The font drawing circuit 32 and the font process memory 33 is used to generate the second layer data 5b corresponding to the second layer image based on the font data 31. It should be noted that the second layer image is for characters, and is described in the format of the color reference number, as mentioned above. A font drawing circuit 32 sequentially interprets the commands included in the font data 31, and sequentially generates pixel data of the pixels corresponding to each of components of the character specified by the command in the font process memory 33. This operation will be described as “drawing of characters” in the following description. When the “drawing of characters” of the second layer image is completed for one frame, the complete second layer data 5b is generated in the font process memory 33. The second layer data 5b is transmitted to the second layer memory 22b after the completion of the “drawing of characters”. As mentioned above, the description of the second layer data 5 in the format of the color reference number contributes to the decrease in the capacity of the second layer memory 22b. In addition, it should be noted that this also contributes to the decrease in the capacity of the font process memory 33.

The reason why the font process memory 33 is provided separately from the second layer memory 22b is in prevention of display of an imperfect character image on the LCD panel 3. As mentioned above, “drawing of characters” is executed by sequentially interpreting the commands included in the font data 33. Therefore, the second layer data 5b is not complete until the “drawing of characters” is completed. A necessary time for the “drawing of characters” cannot be neglected, compared with the time of a refresh cycle of the LCD panel 3. Therefore, if the second layer data 5b is directly written in the second layer memory 22b, there is a case that the bit map data of the components of the characters are read before the second layer data 5b of the character image to be displayed is completed, so that the LCD panel 3 is driven based on the read bit map data. This means that an imperfect character is displayed on the LCD panel 1. The font process memory 33 functions to prevent such a problem. After the “drawing of characters” is completed and then the complete second layer data 5b is generated in the font process memory 33, the second layer data 5b is sent to the second layer memory 22b. Here, the data transfer between the memories can be carried out in a shorter time than the “drawing of characters”. The calculating circuit 24 and the driving circuit 25 carry out the on-screen display by using the complete second layer data 5b stored in the second layer memory 22b. As a result, it is possible to prevent the imperfect character from displaying on the LCD panel 3.

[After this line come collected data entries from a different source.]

PR #265, opened 2023-03-20
Improve network labels

elias-garcia:
### What does this PR does?

This PR improves the labels of the networks across the app.

## Checklist

review them:

### DIFF
--- a/src/utils/labels.ts
+++ b/src/utils/labels.ts
@@ -17,16 +17,13 @@ export function getBridgeStatus(status: Bridge["status"]): string {
   }
 }
 
-export function getNetworkName(chain: Chain): string | undefined {
-  switch (chain.chainId) {
-    case EthereumChainId.MAINNET: {
-      return "Ethereum";
-    }
+export function getEthereumNetworkName(chainId: number): string {
+  switch (chainId) {
     case EthereumChainId.GOERLI: {
-      return "Ethereum Goerli";
+      return "Goerli Testnet";
     }
     default: {
-      return undefined;
+      return "Ethereum";
     }
   }
 }
@@ -34,7 +31,7 @@ export function getNetworkName(chain: Chain): string | undefined {
 export function getDeploymentName(chain: Chain): string | undefined {
   switch (chain.chainId) {
     case EthereumChainId.MAINNET: {
-      return "Mainnet";
+      return "Mainnet Beta";
     }
     case EthereumChainId.GOERLI: {
       return "Testnet";
--- a/src/constants.ts
+++ b/src/constants.ts
@@ -14,6 +14,7 @@ import {
   ZkEVMChain,
 } from "src/domain";
 import { ProofOfEfficiency__factory } from "src/types/contracts/proof-of-efficiency";
+import { getEthereumNetworkName } from "src/utils/labels";
 
 export const DAI_PERMIT_TYPEHASH =
   "0xea2aa0a1be11a07ed86d755c93467f4f82362b452371d1ba94d1715123511acb";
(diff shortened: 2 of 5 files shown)


src/utils/labels.ts
```diff
@@ -17,24 +17,21 @@ export function getBridgeStatus(status: Bridge["status"]): string {
...
-    }
+export function getEthereumNetworkName(chainId: number): string {
+  switch (chainId) {
     case EthereumChainId.GOERLI: {
-      return "Ethereum Goerli";
+      return "Goerli Testnet";
     }
     default: {
-      return undefined;
+      return "Ethereum";
```
amonsosanz, line 26: Why remove the explicit match and fallback to Ethereum?  With this change if we call this function passing the chainId of the zkEVM we will render "Ethereum", right? I'd revert this change to keep forcing the caller to choose the fallback value.

elias-garcia: There are some reasons for this change. The first one is that which fallback will you want instead of `Ethereum`? The second one is that this function is called only when creating the `chains`, so at the end you have some possible values and the default one in another file, which is harder to follow.

amonsosanz: > The first one is that which fallback will you want instead of `Ethereum`? 

It's up to the caller. This function should return `undefined` as before when it's not able to match the `chainId`.

> this function is called only when creating the `chains`

Well, this is today. Tomorrow I might call this function with the `chainId` of another testnet and with this implementation, I would get`Ethereum` as result.

> the default one in another file, which is harder to follow

I don't understand this.

---

My point is that it's not for this function to decide what should be the default value. It's a problem of division of responsibilities. It's the caller, with its context, who should decide what value to use when this function is not able to do a match.

This is what I'd change: 

```diff
diff --git a/src/constants.ts b/src/constants.ts
index 29c9591..a4c0321 100644
--- a/src/constants.ts
+++ b/src/constants.ts
@@ -152,7 +152,7 @@ export const getChains = ({
       explorerUrl: ethereum.explorerUrl,
       Icon: EthChainIcon,
       key: "ethereum",
-      name: getEthereumNetworkName(ethereumNetwork.chainId),
+      name: getEthereumNetworkName(ethereumNetwork.chainId) || "Ethereum",
       nativeCurrency: {
         decimals: 18,
         name: "Ether",
diff --git a/src/utils/labels.ts b/src/utils/labels.ts
index b446f84..1e7e165 100644
--- a/src/utils/labels.ts
+++ b/src/utils/labels.ts
@@ -17,14 +17,17 @@ export function getBridgeStatus(status: Bridge["status"]): string {
   }
 }
 
-export function getEthereumNetworkName(chainId: number): string {
+export function getEthereumNetworkName(chainId: number): string | undefined {
   switch (chainId) {
     case EthereumChainId.GOERLI: {
       return "Goerli Testnet";
     }
-    default: {
+    case EthereumChainId.MAINNET: {
       return "Ethereum";
     }
+    default: {
+      return undefined;
+    }
   }
 }
```

elias-garcia: > Well, this is today. Tomorrow I might call this function with the chainId of another testnet and with this implementation, I would get Ethereum as result.

But that's what we want, to have `Ethereum` as a fallback value if you provide a `chainId` not covered in the switch.

> My point is that it's not for this function to decide what should be the default value

How not? It should return it, that's why you have a `default` case in the `switch` statement, to return the default value 😄

> My point is that it's not for this function to decide what should be the default value. It's a problem of division of responsibilities.

If you follow the separation of concerns pattern you would do it like this... The caller code should get a text label when calling this function instead of having to put a default label when the function doesn't return a label. In the scenario your propose both the caller and the callee will be setting a label, which indeed, is not separating concerns (both have the same concern, the label).

amonsosanz: > But that's what we want

Nope, that's not what we want. As a caller, I want to be aware that the function could not find any name so I can decide the proper fallback for my case. If tomorrow we add support for Sepolia we can forget to process that case and show Ethereum to the user. This code is now more error-prone than before.

> How not? It should return it, that's why you have a `default` case in the `switch` statement, to return the default value 😄

Of course! but the default value should be `undefined` to note that no match was found.

> separation of concerns pattern

No, I'm not talking about any pattern, just about the responsibility of selecting a default value.

---

Well, I am not convinced by these arguments and I do not agree with this change. That being said, do what you prefer. This is not worth more time.

amonsosanz (approved):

The data write operation in the font process memory 33 is sequentially carried out. Therefore, it is desirable that the data is written in the font process memory 33 at high speed. In the third embodiment, to achieve the high-speed write operation in the font process memory 33, a fact that the characters are usually drawn in a single color is effectively utilized. In the write operation of the pixel data of the character image in the font process memory 33, the pixel data of pixels for a plurality of rows and columns are written in at a same time.

In order to write the pixel data of pixels for the plurality of rows and columns in at the same time, both of the font drawing circuit 22 and font process memory 23c carry out the following operations. The font drawing circuit 32 grasps a shape of the character image to be displayed based on the font data 31, and separates the character image into rectangular areas to produce rectangular area data 34 for each rectangular area. Then, the font drawing circuit 32 sends the rectangular area data 34 to the font process memory 33. Each of the rectangular area data 34 contains an x-coordinate “x₀” and a y-coordinate “y₀” of the center of the rectangular area, a width “W” of a horizontal direction (x direction) and a height “h” of a vertical direction (y direction), and a color reference number to designate a color of the pixels contained in the rectangular area. The font process memory 33 simultaneously writes the color reference numbers of all the pixels contained in the rectangular area into memory cells based on the rectangular area data 34. The configuration allows the pixel data of the second layer image, i.e., the second layer data 5b to be written in the font process memory 33 in a high speed.

FIGS. 10A and 10B show examples in which the color reference numbers of pixels are written. The pixels are arranged within the rectangular area in a plurality of rows and a plurality of columns. As shown in FIG. 10A, the writing operation of the pixel data is carried out for every pixel in the most typical conventional frame memory. The writing operation of the pixel data is sequentially carried out nine times in a matrix of 3 rows×3 columns. On the other hand, in the fifth embodiment, the pixel data in the matrix of a plurality of rows and columns are simultaneously written in the memory cells of the font process memory 33. This allows the write operation of the second layer data 5b into the font process memory 33 in a high speed.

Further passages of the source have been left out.